# Aim of the exercise:
Working through the lines below, return each one that holds "components".

Collected data entries:
BEGIN
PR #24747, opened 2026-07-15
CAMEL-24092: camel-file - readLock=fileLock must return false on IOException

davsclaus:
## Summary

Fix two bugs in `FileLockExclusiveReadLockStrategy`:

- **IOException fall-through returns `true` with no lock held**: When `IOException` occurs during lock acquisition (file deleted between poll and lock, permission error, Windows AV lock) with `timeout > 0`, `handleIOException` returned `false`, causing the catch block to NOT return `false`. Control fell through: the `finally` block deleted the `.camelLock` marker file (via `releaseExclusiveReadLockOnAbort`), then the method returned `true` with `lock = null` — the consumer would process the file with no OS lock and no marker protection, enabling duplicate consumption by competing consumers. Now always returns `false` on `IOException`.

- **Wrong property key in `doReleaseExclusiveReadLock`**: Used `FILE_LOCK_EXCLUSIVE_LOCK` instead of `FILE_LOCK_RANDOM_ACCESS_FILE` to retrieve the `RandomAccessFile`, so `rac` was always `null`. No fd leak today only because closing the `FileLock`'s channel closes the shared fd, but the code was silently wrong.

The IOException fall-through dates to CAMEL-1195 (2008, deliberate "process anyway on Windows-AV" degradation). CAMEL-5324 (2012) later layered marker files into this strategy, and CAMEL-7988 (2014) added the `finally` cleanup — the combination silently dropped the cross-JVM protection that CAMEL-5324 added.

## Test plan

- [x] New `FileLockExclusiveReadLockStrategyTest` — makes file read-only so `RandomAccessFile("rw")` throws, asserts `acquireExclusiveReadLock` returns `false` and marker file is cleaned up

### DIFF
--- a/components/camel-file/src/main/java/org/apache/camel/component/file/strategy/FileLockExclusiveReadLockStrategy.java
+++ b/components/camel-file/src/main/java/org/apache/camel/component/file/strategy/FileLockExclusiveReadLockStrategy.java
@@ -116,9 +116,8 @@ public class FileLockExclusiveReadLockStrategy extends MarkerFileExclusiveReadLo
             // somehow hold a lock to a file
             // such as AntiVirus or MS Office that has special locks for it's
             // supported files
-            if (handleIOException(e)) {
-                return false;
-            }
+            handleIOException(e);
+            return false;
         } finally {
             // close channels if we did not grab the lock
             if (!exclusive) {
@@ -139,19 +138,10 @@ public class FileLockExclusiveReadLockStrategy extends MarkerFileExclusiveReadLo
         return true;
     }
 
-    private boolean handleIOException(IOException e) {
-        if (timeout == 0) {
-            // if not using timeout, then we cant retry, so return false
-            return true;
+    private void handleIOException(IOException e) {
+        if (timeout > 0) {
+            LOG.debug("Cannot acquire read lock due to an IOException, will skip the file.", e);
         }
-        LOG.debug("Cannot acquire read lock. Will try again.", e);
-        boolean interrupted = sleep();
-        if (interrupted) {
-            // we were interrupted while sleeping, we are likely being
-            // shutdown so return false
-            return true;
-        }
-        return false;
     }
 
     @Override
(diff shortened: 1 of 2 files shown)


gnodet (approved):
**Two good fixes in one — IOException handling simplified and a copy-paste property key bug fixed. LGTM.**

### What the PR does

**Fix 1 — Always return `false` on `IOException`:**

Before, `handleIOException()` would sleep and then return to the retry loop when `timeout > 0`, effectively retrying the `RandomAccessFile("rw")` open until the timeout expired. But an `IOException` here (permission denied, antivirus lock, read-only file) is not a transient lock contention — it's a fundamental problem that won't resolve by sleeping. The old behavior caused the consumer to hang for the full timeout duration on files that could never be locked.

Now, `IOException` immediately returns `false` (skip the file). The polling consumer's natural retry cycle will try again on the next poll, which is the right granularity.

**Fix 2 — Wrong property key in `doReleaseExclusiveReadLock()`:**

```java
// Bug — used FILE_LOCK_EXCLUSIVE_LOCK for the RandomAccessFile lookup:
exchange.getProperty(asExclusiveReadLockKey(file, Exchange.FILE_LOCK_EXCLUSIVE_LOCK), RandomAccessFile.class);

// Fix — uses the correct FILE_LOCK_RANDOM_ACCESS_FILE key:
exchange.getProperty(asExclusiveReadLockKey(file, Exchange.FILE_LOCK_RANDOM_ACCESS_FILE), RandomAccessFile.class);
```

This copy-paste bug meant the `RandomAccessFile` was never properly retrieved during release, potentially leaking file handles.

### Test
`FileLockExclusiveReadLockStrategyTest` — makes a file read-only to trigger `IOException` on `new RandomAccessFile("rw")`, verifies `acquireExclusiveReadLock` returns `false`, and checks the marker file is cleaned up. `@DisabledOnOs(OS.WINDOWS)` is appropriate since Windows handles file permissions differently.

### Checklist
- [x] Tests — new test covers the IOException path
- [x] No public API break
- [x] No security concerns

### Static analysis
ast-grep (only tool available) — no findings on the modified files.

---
END
# Solution:
--- a/components/camel-file/src/main/java/org/apache/camel/component/file/strategy/FileLockExclusiveReadLockStrategy.java
+++ b/components/camel-file/src/main/java/org/apache/camel/component/file/strategy/FileLockExclusiveReadLockStrategy.java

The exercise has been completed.